You have three ways you can solve this:
[1] You can multiply both sides by x and then by y.
$\frac{1}{x}=\frac{1}{y}$

$x\cdot \frac{1}{x}=x\cdot \frac{1}{y}$

$1=\frac{x}{y}$

$y\cdot 1=y\cdot \frac{x}{y}$

$y=x$

$x=y$

[2] Solve it like a proportion.
$\frac{1}{x}=\frac{1}{y}$

$x=y$ (cross multiply)

If the reciprocals of two numbers are equal then the two numbers have to be equal, right?
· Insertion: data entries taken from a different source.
PR #390, opened 2025-03-09
Expose freelist accessors for deterministic Entity allocation

Ralith:


caspark:
Thanks for working on this! Haven't tried this branch out in my game yet but it seems to work fine in the updated example over at #394.

src/entities.rs
```diff
@@ -529,6 +532,45 @@ impl Entities {
...
+                };
+                assert_eq!(
+                    meta.location.index,
+                    u32::MAX,
+                    "freelist addresses live entities"
+                );
+            }
+        }
+        if let Some(max) = freelist.iter().map(|e: &Entity| e.id()).max() {
+            if max as usize > self.meta.len() {
```
caspark, line 563: Should be `>=` to avoid out of bounds array access at `self.meta[entity.id as usize].generation = entity.generation;` below.

Minimal test case you might or might not want to add:

```rust

    #[test]
    fn test_set_freelist_causes_resize() {
        let mut world = World::new();
        let a = world.spawn(());
        world.despawn(a).unwrap();
        let freelist = world.freelist().collect::<Vec<_>>();

        let mut world2 = World::new();
        world2.set_freelist(&freelist);
    }
```

src/world.rs
```diff
@@ -912,6 +912,31 @@ impl World {
...
+    /// freelist.
+    pub fn freelist(&self) -> impl ExactSizeIterator<Item = Entity> + '_ {
+        self.entities.freelist()
+    }
+
+    /// Designate entity IDs to be reused by future spawns
+    ///
+    /// See [`freelist`](Self::freelist). May only be called when the set of
+    /// live entity IDs exactly matches those that were live when the supplied
+    /// freelist was captured.
```
caspark, line 936: I was thinking about how Entities clears its `pending` vec without calling `flush` and whether that's ok in weird cases like `deserialize, spawn, despawn, reserve entity, set freelist, use reserved entity ID` - and I think it is because this second sentence here is supposed to rule out any case where the `pending` vec matters.

But it might be worth spelling it out with another docs sentence? Something like `For example, spawning, despawning, or reserving an entity ID would invalidate a previously captured freelist.`

src/entities.rs
Ralith: Great catch, thanks!

PR #394, opened 2025-03-12
Update clone example to preserve entity allocator state

caspark:
Tested out #390 by updating the clone example - seems to work as expected in this test, though I had to do a bit of trial and error to realize that it was important to set the freelist _after_ doing the batch column spawning.

Would be good to make a similar update for (at least) column-wise serialization too, but I'm out of time for now :)

### DIFF
--- a/examples/cloning.rs
+++ b/examples/cloning.rs
@@ -1,14 +1,12 @@
 //! This example demonstrates using the [ColumnBatch][hecs::ColumnBatch] API to efficiently clone
 //! the entities in a [World] along with some or all components.
 //!
-//! Note that the cloned world may have different iteration order and/or newly created entity ids
-//! may diverge between the original and newly created worlds. If that is a dealbreaker for you,
-//! see https://github.com/Ralith/hecs/issues/332 for some pointers on preserving entity allocator
-//! state; as of time of writing, you'll need to patch `hecs`.
-
-use std::any::TypeId;
+//! By using [`World::set_freelist()`], we ensure that the cloned world will allocate new entities
+//! in sync with the original world: newly allocated entities will have the same entity ids as the
+//! original world, and the iteration order will be the same.
 
 use hecs::{Archetype, ColumnBatchBuilder, ColumnBatchType, Component, TypeIdMap, TypeInfo, World};
+use std::any::TypeId;
 
 struct ComponentCloneMetadata {
     type_info: TypeInfo,
@@ -45,6 +43,8 @@ impl WorldCloner {
     }
 
     fn clone_world(&self, world: &World) -> World {
+        let freelist = world.freelist().collect::<Vec<_>>();
+
         let mut cloned = World::new();
 
         for archetype in world.archetypes() {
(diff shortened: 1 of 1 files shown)


examples/cloning.rs
```diff
@@ -1,14 +1,12 @@
...
 //!
-//! Note that the cloned world may have different iteration order and/or newly created entity ids
-//! may diverge between the original and newly created worlds. If that is a dealbreaker for you,
-//! see https://github.com/Ralith/hecs/issues/332 for some pointers on preserving entity allocator
-//! state; as of time of writing, you'll need to patch `hecs`.
-
-use std::any::TypeId;
+//! By using [`World::set_freelist()`], we ensure that the cloned world will allocate new entities
+//! in sync with the original world: newly allocated entities will have the same entity ids as the
+//! original world, and the iteration order will be the same.
```
Ralith, line 6: I don't think this is enough to guarantee consistent iteration order. IIRC that depends on the order in which archetypes are introduced, which might still vary.

Ralith (changes requested):

examples/cloning.rs
Ralith: Actually, this probably does work because the example is saving/restoring column batches in order. Probably merits calling that out explicitly.

Ralith:
> I had to do a bit of trial and error to realize that it was important to set the freelist after doing the batch column spawning.

I agree this is a bit obscure. I'm interested in any ideas you might have for how to document this better and/or produce clearer errors. As far as I can tell there's no good way to relax the requirement, since setting it *before* spawning entities makes the allocator confused about whether entities not in the freelist are allocated or not, which leads to panics.

examples/cloning.rs
caspark: Done, by updating the docs and adding a comment on the impl explaining why iteration order is incidentally preserved by this approach.

caspark:
> I agree [the req on when to set the freelist] is a bit obscure. I'm interested in any ideas [to improve]

Alright, I just read your docs again and I can only conclude I must have been afflicted by temporary blindness: your docs are very clear that the freelist should be set _after_ spawning the entities. So I don't think there's much else that can be done there to improve that.

I've addressed your comment regarding the iteration order by documenting why iteration order happens to be preserved, but to be honest it feels wrong to keep that tucked away in a comment in an example. How do you feel about committing to keeping the iteration order consistent via this approach, and enforcing that via some tests? The specific guarantees asserted would be something like:

1. `archetypes()` returns archetypes in the order in which they were added to the world, with the empty archetype always first. (Looks like there is already a test for this (`columnar_access`), though the behavior isn't documented in `archetypes()`.)
2. `iter()`/`query()` each visit entities in order of matching archetypes first, and (I assume) by ascending entity id within each archetype. (Looks like tests are currently written specifically to avoid relying on iteration order?)

Or perhaps it would be better to move `WorldCloner` into hecs proper, so that its behavior of preserving iteration order can be directly verified in a test without having to lock down the iteration order of the underlying APIs? I lean towards this approach, but I also know you are (or were?) quite keen to keep the hecs API quite thin, i.e. free of functionality which users could implement themselves via already publicly available APIs.

Or we can leave it as-is: given how stable hecs has been in the year I've used it (thanks, by the way!), I am personally not too worried about you changing the underlying implementation.

Ralith:
> The specific guarantees asserted would be something like:

Those are much stronger than necessary. We should only guarantee that iteration order is preserved when a new world is created with column batches of the same order and contents as the original world's `archetypes()`.

caspark:
I've added a test along those lines now.

CI is failing but the failures are due to Rust's 1.86 release rather than anything in this PR.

 August 1st, 2009, 09:29 PM #5 Senior Member   Joined: Apr 2007 Posts: 2,140 Thanks: 0 Only three ways, SidT? Another way to solve this one is to subtract both sides by 1/y, then we do some algebra and get (y - x) / xy on one side of the equation, and then multiply both sides by xy, and add by x to both sides and we get x = y, where both x and y cannot equal to zero!
 August 1st, 2009, 11:44 PM #6 Global Moderator   Joined: Dec 2006 Posts: 20,099 Thanks: 1905 Dividing 1 by each side of the equation gives x = y.
 August 3rd, 2009, 08:58 AM #7 Senior Member   Joined: May 2008 From: Sacramento, California Posts: 299 Thanks: 0 Re: Solving Literal Equations and Absolute Value Equations: Well, there's probably more, but those are the ones that came to my mind.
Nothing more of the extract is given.